_WHAT THE EXERCISE ASKS_: An accurate, complete copy of the records below is required.
##### AVAILABLE RECORDS #####
PR #802, opened 2026-05-28
Fix hostname policy management so the bulk policy API fallback behaves correctly

mikewiebe:
## Related Collection Role

* [x] cisco.nac_dc_vxlan.dtc.deploy
* [ ] other

## Related Data Model Element

* [ ] vxlan.fabric
* [ ] vxlan.global
* [x] vxlan.topology
* [ ] vxlan.underlay
* [ ] vxlan.overlay
* [ ] vxlan.policy
* [ ] vxlan.multisite
* [ ] defaults.vxlan
* [ ] other

## Summary

Fix hostname policy management so the bulk policy API fallback behaves correctly and duplicate hostname policies fail loudly.

## Changes

- Added explicit `NdfcBulkPolicyApiUnavailable` handling for the NDFC bulk policy lookup API.
- Updated bulk policy lookup to inspect `RETURN_CODE` from `dcnm_rest` results.
- Treat `404` from the bulk policy endpoint as “bulk API unavailable” and fall back to per-switch policy lookup.
- Treat other non-200 bulk lookup responses as real failures instead of silently continuing.
- Added `NdfcDuplicatePolicyError` for duplicate policy drift detection.
- Updated `host_11_1` lookup logic to fail when more than one hostname policy exists for the same switch serial.
- Limited fallback in `update_switch_hostname_policy.py` to only the explicit bulk-unavailable case.

## Why

On unpatched ND/NDFC systems, the bulk policy lookup endpoint can return `404`. Previously, that result was interpreted as an empty successful lookup, causing the hostname policy action to think no `host_11_1` policy existed and create a new same-priority policy. Repeated runs could create duplicate hostname policies, leaving NDFC to choose whichever policy wins.

This change makes the intended fallback path explicit and prevents duplicate hostname policies from being silently ignored.

## Verification

- Python syntax check passed for the modified files.
- Mocked `404` bulk lookup confirms fallback signal is raised.
- Mocked duplicate `host_11_1` policy lookup confirms duplicate detection fails loudly.

If we detect a duplicate policy then the following error is generated and stop execution

```bash
atal: [nac-mcfg-fabric1]: FAILED! => {
    "changed": false,
    "msg": "Manage resources failed: Duplicate host_11_1 policies found for switch serial 9G6AZ38620E. Policy IDs: POLICY-346130, POLICY-344650, POLICY-343180. Duplicate hostname policies are controller drift and must be reconciled before continuing."
}
```

## Checklist

### DIFF
--- a/plugins/action/dtc/update_switch_hostname_policy.py
+++ b/plugins/action/dtc/update_switch_hostname_policy.py
@@ -28,6 +28,7 @@ import json
 
 from ansible.plugins.action import ActionBase
 from ansible_collections.cisco.nac_dc_vxlan.plugins.plugin_utils.helper_functions import (
+    NdfcBulkPolicyApiUnavailable,
     ndfc_get_fabric_policies_by_template,
     ndfc_get_switch_policy_using_template
 )
@@ -73,8 +74,8 @@ class ActionModule(ActionBase):
                 )
                 # If successful, return the bulk result
                 return policies_dict, True
-            except Exception as e:
-                # Bulk API not available or failed, mark it and fall back
+            except NdfcBulkPolicyApiUnavailable:
+                # Bulk API not available, mark it and fall back
                 self.bulk_api_available = False
 
         # Fallback: Query each switch individually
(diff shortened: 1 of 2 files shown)


juarocha (approved):
LGTM, tested and work as expected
#####
_THE COMPLETED TASK_:
PR #802, opened 2026-05-28
Fix hostname policy management so the bulk policy API fallback behaves correctly

mikewiebe:
## Related Collection Role

* [x] cisco.nac_dc_vxlan.dtc.deploy
* [ ] other

## Related Data Model Element

* [ ] vxlan.fabric
* [ ] vxlan.global
* [x] vxlan.topology
* [ ] vxlan.underlay
* [ ] vxlan.overlay
* [ ] vxlan.policy
* [ ] vxlan.multisite
* [ ] defaults.vxlan
* [ ] other

## Summary

Fix hostname policy management so the bulk policy API fallback behaves correctly and duplicate hostname policies fail loudly.

## Changes

- Added explicit `NdfcBulkPolicyApiUnavailable` handling for the NDFC bulk policy lookup API.
- Updated bulk policy lookup to inspect `RETURN_CODE` from `dcnm_rest` results.
- Treat `404` from the bulk policy endpoint as “bulk API unavailable” and fall back to per-switch policy lookup.
- Treat other non-200 bulk lookup responses as real failures instead of silently continuing.
- Added `NdfcDuplicatePolicyError` for duplicate policy drift detection.
- Updated `host_11_1` lookup logic to fail when more than one hostname policy exists for the same switch serial.
- Limited fallback in `update_switch_hostname_policy.py` to only the explicit bulk-unavailable case.

## Why

On unpatched ND/NDFC systems, the bulk policy lookup endpoint can return `404`. Previously, that result was interpreted as an empty successful lookup, causing the hostname policy action to think no `host_11_1` policy existed and create a new same-priority policy. Repeated runs could create duplicate hostname policies, leaving NDFC to choose whichever policy wins.

This change makes the intended fallback path explicit and prevents duplicate hostname policies from being silently ignored.

## Verification

- Python syntax check passed for the modified files.
- Mocked `404` bulk lookup confirms fallback signal is raised.
- Mocked duplicate `host_11_1` policy lookup confirms duplicate detection fails loudly.

If we detect a duplicate policy then the following error is generated and stop execution

```bash
atal: [nac-mcfg-fabric1]: FAILED! => {
    "changed": false,
    "msg": "Manage resources failed: Duplicate host_11_1 policies found for switch serial 9G6AZ38620E. Policy IDs: POLICY-346130, POLICY-344650, POLICY-343180. Duplicate hostname policies are controller drift and must be reconciled before continuing."
}
```

## Checklist

### DIFF
--- a/plugins/action/dtc/update_switch_hostname_policy.py
+++ b/plugins/action/dtc/update_switch_hostname_policy.py
@@ -28,6 +28,7 @@ import json
 
 from ansible.plugins.action import ActionBase
 from ansible_collections.cisco.nac_dc_vxlan.plugins.plugin_utils.helper_functions import (
+    NdfcBulkPolicyApiUnavailable,
     ndfc_get_fabric_policies_by_template,
     ndfc_get_switch_policy_using_template
 )
@@ -73,8 +74,8 @@ class ActionModule(ActionBase):
                 )
                 # If successful, return the bulk result
                 return policies_dict, True
-            except Exception as e:
-                # Bulk API not available or failed, mark it and fall back
+            except NdfcBulkPolicyApiUnavailable:
+                # Bulk API not available, mark it and fall back
                 self.bulk_api_available = False
 
         # Fallback: Query each switch individually
(diff shortened: 1 of 2 files shown)


juarocha (approved):
LGTM, tested and work as expected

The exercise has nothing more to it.